What the exercise asks
Beneath this instruction is a listing; print exactly the lines in it starting at the line that contains "¹ Since utfcpp" and going through the line that contains "[Texinfo]: https://ftp.gnu.org/gnu/texinfo/".

Start of Block

PR #2222, opened 2023-03-23
Update dependencies

afh:
This PR supersedes #2194.

As per the [conversation on the mailing list regarding updating the Ledger dependencies regularly](https://groups.google.com/g/ledger-cli/c/8CZtMmOVmLI/m/Fm25oWOpAAAJ?pli=1) I took the liberty to update all major dependencies as follows:

Dependency | From | Age | To  | Release Date
--------------------|------|-----|-----|-------------
[CMake][] | 3.0.0 | 4 years (Dec 2018) | 3.16.2 | Dec 2019
[Boost] | 1.49 | 11 years (Feb 2012) | 1.72.0 | Dec 2019
[Gmp] | 4.2.2 | 16 years (Sep 2007) | 6.2.1 | Dec 2016
[Mpfr] | 2.4.0 | 14 years (Jan 2009) | 4.0.2 | Jan 2019
[Python] | 3.0 | 13 years (Feb 2010) | 3.9 | Oct 2020
[Gpgmepp] | — | — | 1.13.1 | Jun 2019
[utfcpp] | 2.3.4 | 8 years (Sep 2015) | 3.2.3 | Dec 2022¹

¹ Since utfcpp is included in the source and its version is currently not checked by the CMakeLists.txt I felt it was acceptable to bump this to a more recent than 4 years release.

[CMake]: https://github.com/Kitware/CMake/releases/
[Boost]: https://sourceforge.net/projects/boost/files/boost-binaries/
[Gmp]: https://gmplib.org/download/gmp/
[Mpfr]: https://www.mpfr.org/history.html
[utfcpp]: https://github.com/nemtrif/utfcpp/releases
[Python]: https://www.python.org/downloads/
[Gpgmepp]: https://www.gnupg.org/ftp/gcrypt/gpgme/
[gettext]: https://ftp.gnu.org/pub/gnu/gettext
[doxygen]: https://github.com/doxygen/doxygen/releases
[graphviz]: https://www.graphviz.org/download/source/
[lcov]: https://github.com/linux-test-project/lcov.git
[libedit]: https://thrysoee.dk/editline/
[Texinfo]: https://ftp.gnu.org/gnu/texinfo/

PR #2240, opened 2023-04-16
gpgme: Remove code handling versions prior to required version

afh:
Since ledger now required Gpgme >= 1.13.1 (see #2222 for details) code handling prior versions can be removed.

End of Block

Answer box
¹ Since utfcpp is included in the source and its version is currently not checked by the CMakeLists.txt I felt it was acceptable to bump this to a more recent than 4 years release.

[CMake]: https://github.com/Kitware/CMake/releases/
[Boost]: https://sourceforge.net/projects/boost/files/boost-binaries/
[Gmp]: https://gmplib.org/download/gmp/
[Mpfr]: https://www.mpfr.org/history.html
[utfcpp]: https://github.com/nemtrif/utfcpp/releases
[Python]: https://www.python.org/downloads/
[Gpgmepp]: https://www.gnupg.org/ftp/gcrypt/gpgme/
[gettext]: https://ftp.gnu.org/pub/gnu/gettext
[doxygen]: https://github.com/doxygen/doxygen/releases
[graphviz]: https://www.graphviz.org/download/source/
[lcov]: https://github.com/linux-test-project/lcov.git
[libedit]: https://thrysoee.dk/editline/
[Texinfo]: https://ftp.gnu.org/gnu/texinfo/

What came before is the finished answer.